PR #72, opened 2017-03-02
DM-9188: Cleanup pybind11 code in core meas and ip packages

pschella:


python/lsst/meas/base/plugins.py
```diff
@@ -31,13 +31,48 @@
...
+    ScaledApertureFluxControl,
+    ScaledApertureFluxTransform,
+    SdssCentroidAlgorithm,
+    SdssCentroidControl,
+    SdssCentroidTransform,
+    SdssShapeAlgorithm,
+    SdssShapeControl,
+    SdssShapeTransform,
+    )
+
```
TallJimbo: As unpleasant as it is, these probably also ought to be imported from their subpackages/modules instead of from `.`.

PR #74, opened 2017-03-04
Tickets/dm 9711: alternate pull request that is against my rebased DM-8467 = u/rowen/DM-8467

r-owen:


include/lsst/meas/base/CentroidUtilities.h
```diff
@@ -44,21 +44,21 @@ struct CentroidResult {
     CentroidResult();
 
     /// Constructor; initializes everything from values.
-    explicit CentroidResult(CentroidElement _x, CentroidElement _y, CentroidCov const & matrix):
-        x(_x),
-        y(_y),
+    explicit CentroidResult(CentroidElement x, CentroidElement y, CentroidCov const & matrix):
+        x(x),
+        y(y),
```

## Exercise instructions
Repeat all of the records, letter for letter.

## Answer to this problem
PR #72, opened 2017-03-02
DM-9188: Cleanup pybind11 code in core meas and ip packages

pschella:


python/lsst/meas/base/plugins.py
```diff
@@ -31,13 +31,48 @@
...
+    ScaledApertureFluxControl,
+    ScaledApertureFluxTransform,
+    SdssCentroidAlgorithm,
+    SdssCentroidControl,
+    SdssCentroidTransform,
+    SdssShapeAlgorithm,
+    SdssShapeControl,
+    SdssShapeTransform,
+    )
+
```
TallJimbo: As unpleasant as it is, these probably also ought to be imported from their subpackages/modules instead of from `.`.

PR #74, opened 2017-03-04
Tickets/dm 9711: alternate pull request that is against my rebased DM-8467 = u/rowen/DM-8467

r-owen:


include/lsst/meas/base/CentroidUtilities.h
```diff
@@ -44,21 +44,21 @@ struct CentroidResult {
     CentroidResult();
 
     /// Constructor; initializes everything from values.
-    explicit CentroidResult(CentroidElement _x, CentroidElement _y, CentroidCov const & matrix):
-        x(_x),
-        y(_y),
+    explicit CentroidResult(CentroidElement x, CentroidElement y, CentroidCov const & matrix):
+        x(x),
+        y(y),
```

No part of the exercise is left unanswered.